■ **About this task**
For the records below, output every line from the one holding "them as non-numeric." through the final line, unaltered, and no other lines.

■ **Record extracts**

PR #6043, opened 2026-03-01
Fix cel bug evpn

tssurya:
crd: fix unanchored regex in RouteTarget CEL validation rules
CEL's matches() performs partial/substring matching, so matches('[0-9]+')
accepted invalid strings like '999.999.999.999' (matched on the substring
'999') instead of rejecting them as non-numeric.

Anchor all RouteTargetString matches() calls with '^' and '$' so the
entire field value must consist of digits, correctly rejecting IPv4-like
strings when a plain integer is expected.

Regenerate the ClusterUserDefinedNetwork CRD YAML.

## Summary by CodeRabbit

* **Refactor**
  * Enhanced route target string validation with stricter pattern matching and improved IP address detection.

* **Tests**
  * Simplified EVPN-related API validation test cases by streamlining test parameters.


tssurya:
closing this and will be fixed as part of https://github.com/ovn-kubernetes/ovn-kubernetes/pull/6182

■ **Result of this exercise**
'999') instead of rejecting them as non-numeric.

Anchor all RouteTargetString matches() calls with '^' and '$' so the
entire field value must consist of digits, correctly rejecting IPv4-like
strings when a plain integer is expected.

Regenerate the ClusterUserDefinedNetwork CRD YAML.

## Summary by CodeRabbit

* **Refactor**
  * Enhanced route target string validation with stricter pattern matching and improved IP address detection.

* **Tests**
  * Simplified EVPN-related API validation test cases by streamlining test parameters.


tssurya:
closing this and will be fixed as part of https://github.com/ovn-kubernetes/ovn-kubernetes/pull/6182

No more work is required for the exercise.